Exercise instructions
Give back exactly the lines that run from the beginning of the entries to the line containing "properties from tblitemprops.", both included, and nothing else.

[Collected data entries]
PR #10, opened 2016-11-15
ItemConstraint/Property APIs, adding Item within Segments

burzum619:
- Segments now include the list of items (along with segment specific metadata from tblsetofadminitems)
- APIs for retrieving ItemConstraints and ItemProperties for use w/ Segment pool algorithm
- NOTE: item constraints table is in configs DB, but really is assessment specific.
- Renamed "Property" class to "ItemProperty" as it represents properties from tblitemprops.


client/src/main/java/tds/assessment/Item.java
```diff
@@ -0,0 +1,168 @@
...
+    private String segmentKey;
+    private String groupId;
+    private String groupKey;
+    private int position;
+    private boolean fieldTest;
+    private boolean active;
+    private boolean required;
+    private String strand;
+
+    private Item(Builder builder) {
```
millerts, line 23: We need a private empty constructor for json parsing.

client/src/main/java/tds/assessment/Segment.java
```diff
@@ -119,8 +128,9 @@ public int getMaxItems() {
         private int position;
         private int minItems;
         private int maxItems;
-        private List<Property> languages;
+        private List<ItemProperty> languages;
```
millerts, line 136: Should this be at this level anymore after your changes?  If not, then we should have a way to get properties by type.

service/src/main/java/tds/assessment/web/endpoints/ItemController.java
```diff
@@ -0,0 +1,74 @@
...
+
+    /**
+     * Endpoint to find the list of {@link tds.assessment.ItemConstraint}s for the assessment and client
+     *
+     * @param clientName    the client environment name
+     * @param assessmentId  the assessment id of the assessment that the constraints belong to
+     * @return {@link org.springframework.http.ResponseEntity} containing a list of  {@link tds.assessment.ItemConstraint}}
+     * @throws tds.common.web.exceptions.NotFoundException if no results are found
+     */
+    @RequestMapping(value = "/constraints/{clientName}/{assessmentId}", method = RequestMethod.GET, produces = MediaType.APPLICATION_JSON_VALUE)
```
millerts, line 40: I think the URL for this things should be `assessments/{assessmentid}/{client}/items/constraints` or `assessments/{client}/{assessmentid}/items/constraints`.

Also, shouldn't this be all contained in the assessment fetching the items?  I don't follow the lines that were drawn here with what we are fetching when we get an assessment vs this code.

service/src/main/java/tds/assessment/web/endpoints/ItemController.java
```diff
@@ -0,0 +1,74 @@
...
+    }
+
+    /**
+     * Endpoint to find the list of {@link tds.assessment.ItemProperty} objects for the {@link tds.assessment.Segment}
+     *
+     * @param segmentKey  the segment key of the segment that the constraints belong to
+     * @return {@link org.springframework.http.ResponseEntity} containing a list of  {@link tds.assessment.ItemProperty}}
+     * @throws tds.common.web.exceptions.NotFoundException if no results are found
+     */
+    @RequestMapping(value = "/properties/{segmentKey}", method = RequestMethod.GET, produces = MediaType.APPLICATION_JSON_VALUE)
```
millerts, line 61: Do we not get this with an assessment?  Also, shouldn't the URL be `assessments/{key}/segments/{segmentkey}/items/properties`?

millerts: Also, if we're going to have these endpoints why don't we just have one for items that gives you the items with all these values populated?

millerts (changes requested):

jtreuting:
I was going to review, but I think we are having a discussion about what to include with the Assessment and what not to, which might change things here.  So I'm going to wait for that first.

Reply
PR #10, opened 2016-11-15
ItemConstraint/Property APIs, adding Item within Segments

burzum619:
- Segments now include the list of items (along with segment specific metadata from tblsetofadminitems)
- APIs for retrieving ItemConstraints and ItemProperties for use w/ Segment pool algorithm
- NOTE: item constraints table is in configs DB, but really is assessment specific.
- Renamed "Property" class to "ItemProperty" as it represents properties from tblitemprops.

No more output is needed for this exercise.